◆ Information shown ◆
Issue #1962, opened 2026-07-14
EntityStore.lastIdMap still resolves new ids positionally, unlike the child-saver path


ginderjeremiah:
## Background

#1856 fixed the Workbench "positional new-id resolution" bug for the path that actually writes data: `persistEntity`'s internal `resolveNewIds` call (which drives child-collection saves like skill effects, item mod slots, etc.) now disambiguates newly-added records by identity content (via each entity's `toPrimaryDto`) instead of purely by sorted-id position, so a concurrent add from another admin landing in the same refetch can no longer steal this session's child writes. The same fix was applied to `progression-store.svelte.ts`'s two direct `resolveNewIds` calls (paths, proficiencies).

## Remaining gap

`EntityStore.save()` (`UI/src/routes/admin/workbench/entity-store.svelte.ts`) makes its own, separate `resolveNewIds(fresh, diff.existingIds, diff.added)` call — with no `identityKey` — purely to populate `lastIdMap`, which lets the Workbench detail pane keep the current selection pinned on a record across the save that just created it. This call still uses pure positional pairing, so under the same concurrent-add race, the UI could briefly follow the selection to the wrong record after a save (a cosmetic/UX issue — no data gets corrupted, since the actual child-saver writes go through the now-fixed `persistEntity` path independently).

## Why it wasn't folded into #1856

`EntityStore.save()` doesn't have access to the entity's `toPrimaryDto` — it's private to each entity's `persist()` closure inside `save-helpers.ts`. Giving `EntityStore` a correct identity key would mean changing the `EntityConfig.persist` return contract (e.g. having `persistEntity`/`config.persist` return the already-computed id map alongside the fresh records) so `EntityStore` can reuse the same resolution instead of recomputing it. That touches the `EntityConfig<T>` interface, all 10 entity configs' inferred return types, and the `entity-store.test.ts` mocks — a reasonable but separate, contained change, out of scope for the #1856 bug fix itself.

## Suggested fix

Change `EntityConfig.persist(diff): Promise<T[]>` to return `Promise<{ records: T[]; idMap: Map<number, number> }>` (or similar), have `persistEntity` return its already-correct `idFor` map alongside `fresh`, and have `EntityStore.save()` consume that returned map directly instead of calling `resolveNewIds` a second time. This also removes a duplicated computation (DRY), not just fixes the UX edge case.

Closes no bug on its own until fixed — purely a UX polish/tech-debt item.

PR #1963, opened 2026-07-14
Disambiguate Workbench new-id resolution by identity content, not position

### LINKED ISSUE #1856: Workbench positional new-id resolution can write child collections onto another admin's record under concurrent sessions

ginderjeremiah:
## Summary

`resolveNewIds` (`UI/src/routes/admin/workbench/save-helpers.ts`) mapped a just-added record's local (negative) id to its persisted id purely by sorted-id position: the k-th added record was assumed to be the k-th lowest id absent from the pre-save id set. That assumption only holds if *this session's* adds are the only new ids in the refetch — a concurrent add from another admin breaks it, and if the other admin's record sorts to a lower id, this session's child savers (skill effects, item mod slots, proficiency modifiers/rewards, etc.) get written onto **the wrong record**.

This fixes it by having `resolveNewIds` optionally match an added record to its persisted counterpart by **identity content** (everything an `identityKey` callback returns, minus `id`) before ever falling back to positional pairing — and even then, only among whatever content matching couldn't disambiguate.

## Changes

- **`save-helpers.ts` — `resolveNewIds`:** added an optional `identityKey` parameter. When supplied, each added record is matched to the fresh record with an equal identity key; positional pairing is now only a fallback for leftovers content matching can't tell apart (e.g. two of *this session's own* adds with identical, not-yet-diverged identity fields — harmless, since they're indistinguishable by content either way).
- **`save-helpers.ts` — `persistEntity`:** now passes its existing `toPrimaryDto` as the `identityKey`, so every one of the 10 generic-config admin entities (skills, items, item mods, enemies, zones, tags, challenges, classes, skill recipes, lessons) gets the fix for free.
- **`progression-store.svelte.ts`:** the two direct `resolveNewIds` calls (for paths and proficiencies, which don't go through the generic `persistEntity` pipeline) now pass `pathIdentityDto`/`profIdentityDto` respectively.
- Added unit tests covering the content-matching path, the positional-fallback-for-ties path, the genuinely-unresolvable case, and a `persistEntity`-level test that reproduces the exact failure scenario from #1856 (a concurrent admin's add landing at a lower id) and asserts the child saver now targets the correct record.

## Scope note (from the prior investigation on this issue)

A previous pass on #1856 found the *fully* correct fix — having the Add endpoints return persisted ids in send order — requires restructuring when the admin write endpoints commit (currently post-response, in `CommitFilter`, after EF assigns ids), touching ~12 backend admin repos/controllers and ~11 frontend files. That's a real architectural decision needing sign-off, not a mechanical fix, so this PR implements the narrower interim mitigation that comment proposed instead: content-based disambiguation. It closes the reported failure scenario for realistic cases; it does not fully close the race for two *concurrently added* records that happen to share byte-identical identity fields (an edge case explicitly called out as an accepted tradeoff of this approach).

That same investigation also found the issue's claimed `?? record.id` fallback in `resolveId` doesn't exist in current code (`resolveId` throws on an unresolved negative id) — likely already fixed or describing code elsewhere; noting it for the record rather than acting on it further.

## Follow-up filed

`EntityStore.save()` (`entity-store.svelte.ts`) makes its own separate, positional-only `resolveNewIds` call to populate `lastIdMap` (Workbench selection-tracking across a save, not data writes) — it doesn't have access to the entity's `toPrimaryDto`, so fixing it needs a small `EntityConfig.persist` contract change. Filed as #1962, scoped small, since it's a pure UX/tech-debt item (no data corruption) separate from this bug fix.

Closes #1856

## Test plan

- [x] `npx vitest run` — all 3666 unit tests pass (297 files)
- [x] New/updated tests specifically exercise: content-based matching, positional fallback among ties, genuinely-unresolvable adds, and the exact concurrent-admin-add scenario from the bug report

https://claude.ai/code/session_015SAESKvLdWhbJj61aoPSAm

---
_Generated by [Claude Code](https://claude.ai/code/session_015SAESKvLdWhbJj61aoPSAm)_

### DIFF
--- a/UI/src/routes/admin/workbench/progression/progression-store.svelte.ts
+++ b/UI/src/routes/admin/workbench/progression/progression-store.svelte.ts
@@ -489,11 +489,14 @@ export class ProgressionStore {
 			}
 
 			// 4. Resolve the persisted ids of newly-added paths before the proficiencies that FK to them.
+			// Identity-content matching (not just position) keeps this correct when another admin's
+			// concurrent add lands in the same refetch (#1856).
 			const freshPaths = await fetchSocketData('GetPaths');
 			const pathIdMap = resolveNewIds(
 				freshPaths,
 				this.basePaths.map((p) => p.id),
-				pathDiff.added
+				pathDiff.added,
+				pathIdentityDto
 			);
 
 			// 5. Proficiency identities — remap a (possibly brand-new) path id into each DTO.
@@ -513,11 +516,13 @@ export class ProgressionStore {
 			}
 
 			// 6. Resolve the persisted ids of newly-added proficiencies (for child savers + gateways).
+			// Identity-content matching keeps this correct under the same concurrent-add race (#1856).
 			const freshProfs = await fetchSocketData('GetProficiencies');
 			const profIdMap = resolveNewIds(
 				freshProfs,
 				this.baseProfs.map((p) => p.id),
-				profDiff.added
+				profDiff.added,
+				profIdentityDto
 			);
 
 			// 7. Proficiency child collections — modifiers and rewards per tier, minus the ones already
--- a/UI/src/routes/admin/workbench/progression/progression-store.svelte.ts
+++ b/UI/src/routes/admin/workbench/progression/progression-store.svelte.ts
@@ -517,12 +517,16 @@ export class ProgressionStore {
 
 			// 6. Resolve the persisted ids of newly-added proficiencies (for child savers + gateways).
 			// Identity-content matching keeps this correct under the same concurrent-add race (#1856).
+			// Uses toProfDto (not the raw profIdentityDto) so a proficiency added under a path that's
+			// also new in this save keys on the path's *resolved* id on both sides — profDiff.added's
+			// record still carries the path's local negative id, which would otherwise never match the
+			// server's real pathId and silently fall back to positional pairing.
 			const freshProfs = await fetchSocketData('GetProficiencies');
 			const profIdMap = resolveNewIds(
 				freshProfs,
 				this.baseProfs.map((p) => p.id),
 				profDiff.added,
-				profIdentityDto
+				toProfDto
 			);
 
 			// 7. Proficiency child collections — modifiers and rewards per tier, minus the ones already
--- a/UI/src/routes/admin/workbench/save-helpers.ts
+++ b/UI/src/routes/admin/workbench/save-helpers.ts
@@ -38,19 +38,48 @@ export const childChanged = <T>(current: T, baseline: T | undefined): boolean =>
 	baseline === undefined || !listsEqual(current, baseline);
 
 /**
- * Map the local (negative) ids of added records to their persisted ids. The backend appends adds in
- * send order, so the k-th added record maps to the k-th lowest id absent from the pre-save set.
+ * Map the local (negative) ids of added records to their persisted ids. Purely positional pairing (the
+ * k-th added record maps to the k-th lowest id absent from the pre-save set) assumes only this session's
+ * own adds appear as new ids in the refetch — a concurrent add from another admin breaks that assumption
+ * and can pair a child saver against the wrong record (#1856). When `identityKey` is supplied, an added
+ * record is instead matched to the fresh record whose identity key (everything the key builder returns,
+ * excluding `id`) is equal; positional pairing is used only as a fallback, and only among whatever's left
+ * once identity matching is exhausted — e.g. several adds that still share identical, undiverged identity
+ * fields, which is unambiguous either way since nothing distinguishes them by content.
  */
-export const resolveNewIds = (
-	fresh: { id: number }[],
+export const resolveNewIds = <T extends { id: number }>(
+	fresh: T[],
 	existingIds: Iterable<number>,
-	added: { id: number }[]
+	added: T[],
+	identityKey?: (record: T) => unknown
 ): Map<number, number> => {
 	const existing = new Set(existingIds);
 	const newlyPersisted = fresh.filter((record) => !existing.has(record.id)).sort((a, b) => a.id - b.id);
 	const idFor = new Map<number, number>();
-	added.forEach((record, index) => {
-		const persisted = newlyPersisted[index];
+	const remaining = [...newlyPersisted];
+	let unmatched = added;
+
+	if (identityKey) {
+		const keyOf = (record: T) => {
+			const key = { ...(identityKey(record) as Record<string, unknown>) };
+			delete key.id;
+			return JSON.stringify(canonicalize(key));
+		};
+		const stillUnmatched: T[] = [];
+		for (const record of added) {
+			const matchIndex = remaining.findIndex((candidate) => keyOf(candidate) === keyOf(record));
+			if (matchIndex === -1) {
+				stillUnmatched.push(record);
+			} else {
+				idFor.set(record.id, remaining[matchIndex].id);
+				remaining.splice(matchIndex, 1);
+			}
+		}
+		unmatched = stillUnmatched;
+	}
+
+	unmatched.forEach((record, index) => {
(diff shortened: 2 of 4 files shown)


UI/src/routes/admin/workbench/progression/progression-store.svelte.ts
```diff
@@ -513,11 +516,13 @@ export class ProgressionStore {
...
 
 			// 6. Resolve the persisted ids of newly-added proficiencies (for child savers + gateways).
+			// Identity-content matching keeps this correct under the same concurrent-add race (#1856).
 			const freshProfs = await fetchSocketData('GetProficiencies');
 			const profIdMap = resolveNewIds(
 				freshProfs,
 				this.baseProfs.map((p) => p.id),
-				profDiff.added
+				profDiff.added,
+				profIdentityDto
```
ginderjeremiah: This passes `profIdentityDto`, but `profIdentityDto` includes `pathId: prof.pathId` (progression-helpers.ts:212). For a proficiency added under a path that was **also** newly added in this same save, `profDiff.added`'s record still carries the path's local **negative** id (it's never mutated — step 5's `toProfDto` builds new objects for the POST), while `freshProfs` from the server carry the real persisted `pathId`. So `keyOf(added)` and `keyOf(fresh)` never match on `pathId`, that proficiency fails identity matching, and it drops back to the exact positional pairing this PR is trying to eliminate — reopening the #1856 corruption window for the common "create a new path plus its proficiencies in one save" workflow.

The remapped `toProfDto` (defined just above at line 503) is already in scope and resolves `pathId` through `pathIdMap`, so feeding it here instead closes the gap: for the fresh (server) records `resolveId(realPathId, pathIdMap)` passes the positive id through unchanged, and for the added records it maps the negative path id to the same real id — so both sides key on the real `pathId` and match. Suggest `resolveNewIds(freshProfs, this.baseProfs.map((p) => p.id), profDiff.added, toProfDto)`, ideally with a small unit test covering a proficiency added under a same-save new path racing a concurrent add.

---

ginderjeremiah (commented):
## Review: Content-based new-id disambiguation in Workbench saves (#1856)

**Verdict:** Request changes — the core `resolveNewIds` change is sound, but the proficiency call site (progression-store.svelte.ts:525) feeds the *un-remapped* identity DTO, leaving the same corruption window open for a common authoring flow. It's a one-identifier fix and belongs in this PR rather than a follow-up.

_(Noting for the record: I'm the PR author, so GitHub only accepts this as a `COMMENT` — the intended verdict is Request changes.)_

The general approach is a good interim mitigation. Matching added records to their persisted counterparts by identity content before falling back to positional pairing is the right shape, the fallback preserves the old behavior when no `identityKey` is passed (so the untouched `entity-store.svelte.ts` caller — #1962 — still compiles and behaves as before), and routing every generic entity's fix through `persistEntity`'s existing `toPrimaryDto` is clean. The scope note and the honest call-out of the residual identical-content edge case are appreciated.

### Should-fix (recommend before merge)

- **`progression-store.svelte.ts:525` — proficiency identity match uses the un-remapped `pathId`.** `profIdentityDto` carries `pathId: prof.pathId`. When a proficiency is added under a path that's *also* new in the same save, `profDiff.added`'s record still holds the path's local negative id while the server's `freshProfs` hold the real `pathId`, so content matching never lands and that proficiency silently falls back to positional pairing — the exact race #1856 targets, for the common "new path + its proficiencies in one save" workflow. Fix: pass the already-in-scope `toProfDto` (line 503) instead of `profIdentityDto` — it remaps `pathId` through `pathIdMap`, so both sides key on the real id and match (a real server `pathId` passes through `resolveId` unchanged). See the inline comment. The path call site (line 499) is correct as-is, since path identity has no remapped FK.

### Nits

- **`save-helpers.ts:63-70` — `keyOf` recompute.** `keyOf(record)` is re-evaluated for every candidate inside `findIndex`, and each call re-`JSON.stringify`s a freshly canonicalized object, so matching is O(n²) with a stringify per comparison. Negligible at admin-tool cardinalities and not worth blocking on, but precomputing each record's key once (a `Map`/array of keys) would make it clearly linear and easier to read.

### Test coverage

Good coverage on the `resolveNewIds`/`persistEntity` unit surface: content-match, positional-fallback-among-ties, genuinely-unresolvable, and a `persistEntity`-level reproduction of the concurrent-lower-id scenario from #1856. The gap is the progression-store proficiency path — there's no test exercising a proficiency added under a same-save new path, which is precisely the case the should-fix above concerns. If that's fixed, add a case covering it (proficiency under a brand-new path, racing a concurrent add that sorts lower).

### What's good

- Backward-compatible signature: `identityKey` is optional and the no-key path is byte-for-byte the old behavior.
- Reusing `canonicalize` for the key so `null`-vs-absent and key order don't create phantom mismatches, and stripping `id` before comparing (local negatives vs persisted ids) — both necessary and correctly handled.
- Clear, accurate doc comment on `resolveNewIds` and a candid scope/limitations write-up in the PR body.

---

UI/src/routes/admin/workbench/progression/progression-store.svelte.ts
ginderjeremiah: Confirmed and fixed in a0bb238 — swapped `profIdentityDto` for `toProfDto` at this call site, verified the failure by temporarily reverting and re-running the new test (it fails exactly as described), then restored the fix. Also added an end-to-end regression test in `progression-store.test.ts` that reproduces a concurrent admin's add landing at a lower id under a same-save new path, using the existing fake-server test harness. Full suite (3667 tests) + lint/type-check are green.

---

ginderjeremiah:
## Re-review — Approve

Picked this back up. The earlier review's one should-fix (the proficiency call site feeding the un-remapped `pathId`, `progression-store.svelte.ts:525`) was addressed in `a0bb238` — it now passes the remapped `toProfDto`, so both sides of the identity comparison key on the resolved `pathId`, and there's an end-to-end regression test reproducing a concurrent add landing at a lower id under a same-save new path. That thread is resolved. I re-read the fix and it's correct.

The remaining open item was the `keyOf` O(n·m) recompute nit — `keyOf` re-canonicalized and re-`JSON.stringify`'d both operands inside `findIndex`, doing a stringify per comparison. I pushed `901d23a` precomputing each candidate's key once (`remainingKeys`) so matching compares cached strings; the splice keeps the parallel arrays aligned. Behavior is unchanged — `save-helpers.test.ts` + `progression-store.test.ts` pass locally (53/53).

The content-based disambiguation approach is a sound interim mitigation for #1856, backward-compatible (the no-`identityKey` path is byte-for-byte the old behavior), and the residual identical-content edge case and the deferred full fix (#1962, endpoints returning ids in send order) are honestly scoped. Merging once CI is green.

---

◆ Description of the task ◆
Up to and including the line with "## Remaining gap", print every line of the material above, starting from its first line, exactly.

◆ Answer below ◆
Issue #1962, opened 2026-07-14
EntityStore.lastIdMap still resolves new ids positionally, unlike the child-saver path


ginderjeremiah:
## Background

#1856 fixed the Workbench "positional new-id resolution" bug for the path that actually writes data: `persistEntity`'s internal `resolveNewIds` call (which drives child-collection saves like skill effects, item mod slots, etc.) now disambiguates newly-added records by identity content (via each entity's `toPrimaryDto`) instead of purely by sorted-id position, so a concurrent add from another admin landing in the same refetch can no longer steal this session's child writes. The same fix was applied to `progression-store.svelte.ts`'s two direct `resolveNewIds` calls (paths, proficiencies).

## Remaining gap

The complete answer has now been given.